Людмила присела на ступеньку, выщербленную, как лодка, сапогами, мешками, бочками, ящиками. На замок и не взглянула. Спать не хотела. Грусть не покидала ее.
Приятно было Людмиле воспоминание о дружбе с Милешкиным, первый год замужества, проводы в армию… Она думала о своем муже так, словно давно потеряла его, остались одни воспоминания. Сейчас ей хотелось, чтоб Тимофей оказался рядом, не взвинченным и ершистым, а приветливым, ласковым, каким, впрочем, он никогда с Людмилой не бывал. Она могла до утра просидеть на ступеньке склада, спрятав руки в теплые рукава полушубка, и думать о прошлом.
Резерв председателя
Свинарка Матрена с утра пораньше явилась к Милешкиным. У Милешкиных пыль столбом! По кухне разбросаны доски и щепки. От ударов топора и молотка бренчали и подпрыгивали на столе тарелки. Людмила, натуго повязанная газовой косынкой, ползала на коленях по стружкам. Вокруг нее чертенятами вертелись взъерошенные ребятишки.
— Что такое мастерите? — с недовольством спросила гостья.
Милешкиным было не до Матрены. Они делали самокат на трех коньках-«снегурочках» — два конька сзади, один впереди. Работа подходила к концу — осталось закрепить руль, и можно испытывать самокат.
Не дождавшись приглашения пройти и сесть, гостья смахнула, опилки с табуретки, придвинула ее к порогу и чинно опустилась, подобрав под себя ноги, чтобы удальцы не огрели доской или топором. Сидела Матрена и осуждала про себя Милешкиных: «Вот у кого пташья жизнь — ни кола ни двора.

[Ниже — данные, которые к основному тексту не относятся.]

PR #3398, opened 2022-10-03
feat: add createDynamicThemeColors utility

lukewalczak:
### Summary

PR introduces a `createDynamicThemeColors` utility function that allows for generating two color schemes `lightScheme` and `darkScheme`, based on the provided source color.

#### Example

```js
import {
  MD3LightTheme as DefaultTheme,
  Provider as PaperProvider,
} from 'react-native-paper';
import App from './src/App';
const { lightScheme } = createDynamicThemeColors({ sourceColor: '#FFFF00' });
const theme = {
  ...DefaultTheme,
  colors: lightScheme,
};
export default function Main() {
  return (
    <PaperProvider theme={theme}>
      <App />
    </PaperProvider>
  );
}
```

### Test plan

New functionality covered by unit tests.


src/core/__tests__/theming.test.js
```diff
@@ -0,0 +1,183 @@
...
+
+  [('darkScheme', 'lightScheme')].forEach((mode) => {
+    it(`should contain correct elevation colors for ${mode}`, () => {
+      const dynamicThemeColors = createDynamicThemeColors({
+        sourceColor,
+      });
+
+      const elevations = ['transparent', 0.05, 0.08, 0.11, 0.12, 0.14];
+      const elevation = elevations.reduce(
+        (a, v, index) => ({
```
jaworek, line 130: It would be good to have more descriptive variable names.

src/core/__tests__/theming.test.js
```diff
@@ -0,0 +1,183 @@
...
+  });
+
+  [('darkScheme', 'lightScheme')].forEach((mode) => {
+    it(`should contain correct elevation colors for ${mode}`, () => {
+      const dynamicThemeColors = createDynamicThemeColors({
+        sourceColor,
+      });
+
+      const elevations = ['transparent', 0.05, 0.08, 0.11, 0.12, 0.14];
+      const elevation = elevations.reduce(
```
jaworek, line 129: This is a copy from original source. If it changes there and we forget to update it here, test will still pass even though it might be broken.

src/core/__tests__/theming.test.js
```diff
@@ -0,0 +1,183 @@
...
+        (a, v, index) => ({
+          ...a,
+          [`level${index}`]:
+            index === 0
+              ? v
+              : color(dynamicThemeColors[mode].surface)
+                  .mix(color(dynamicThemeColors[mode].primary), v)
+                  .rgb()
+                  .string(),
```
jaworek, line 138: I would prefer to extract it and use regular `if-else` for better readability.

src/core/__tests__/theming.test.js
lukewalczak: Sure, make sense.

src/core/__tests__/theming.test.js
lukewalczak: Renamed them then.

src/core/__tests__/theming.test.js
lukewalczak: Imo it's not a complicated ternary expression, so there is no need to introduce if-else

jaworek (approved):

lukewalczak:
@jaworek thanks for review!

Проснулся — полетел, что бог подаст, поклевал и целый день развлекайся детскими забавами…» Вслух сказала:
— Смех да и только с тобой, Люда. Самокаты мастеришь…

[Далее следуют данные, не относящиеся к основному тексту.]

PR #3408, opened 2022-10-11
fix: BottomNavigation warn when shifting with the wrong number of tabs

brunohkbx:
### Summary

Recently when working on a new feature I realized that the component BottomNavigation crashes when the prop `shifting` is true but the number of tabs is < 2 as in the following screenshot

Error message

### Test plan

1. Open the example APP
2. Go to the example/src/Examples/BottomNavigationExample.tsx
3. Pass the prop `shifting` to the BottomNavigation component
4. Modify the routes to have a single one instead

— Молодцы-удальцы мои еще малые. Я им помогаю. Вот и самокат готов!
Милешкины, кто в шапке, а кто и космачом, вырвались за дверь, стайкой воробьев взлетели на горку. Первым скатился Василек, потом пустили Мишутку с Петрушей, и Люсямна съехала. Мать последней промчалась далеко по укатанной дороге и забежала в избу; вздымалась высокая грудь, блестели веселые глазищи. Спросила у Матрены:
— Ты зачем к нам пожаловала? — Она никак не могла наладить ровное дыхание — того и гляди, пуговицы от кофты отлетят. Мысленно Людмила еще мчалась с крутой горки на самокате, потому и спрашивала рассеянно у Матрены, зачем та пришла. — Что у тебя к нам, говори. Не зря ведь вырядилась кралей.
Свинарка достала из черной дерматиновой сумки поллитровую банку сметаны — гостинец ребятам. Людмила без лишних слов взяла у нее сметану и заметила:
— Значит, что-то просить будешь. — Людмила через край банки отпила немного сметаны, похвалила: — Свежая. Проси, что душа желает, Матрена, пока я добрая.
— Присядь, Мила, — ласково, с укором сказала гостья. — Все мечешься, летаешь…
Свинарка ни с того ни с сего уткнулась носом в кончик пуховой шали, завсхлипывала. Людмила растерялась… Матрена в глаза и за глаза вечно хулила ее за ветреный характер и неумелую жизнь. Людмила сама зарабатывает рублей по сто в месяц, от Милешкина переводы приходят. С такими-то деньжищами можно бы в деревне кум королю поживать — у Милешкиных ничего нет ни на себе, ни перед собой. «Не от мира сего Людмила, — осуждала свинарка. — Шальная, куролесная бабенка». И на тебе! Хулительница Матрена явилась к Людмиле нарядной, еще и слезу пустила. Как же не растеряться хозяйке.
Продолжая кукситься, Матрена рассказала, что дочь ее с двумя ребятами бросил муж. Матрене крайне надо ехать к дочери в село Полевое, утешить в великом горе, но свиней не на кого оставить. Председатель колхоза посоветовал сходить к Людмиле. Хоть и две работы на ней, сказал председатель, ребятишек полная изба, однако Милешкина безотказная, выручит свинарку.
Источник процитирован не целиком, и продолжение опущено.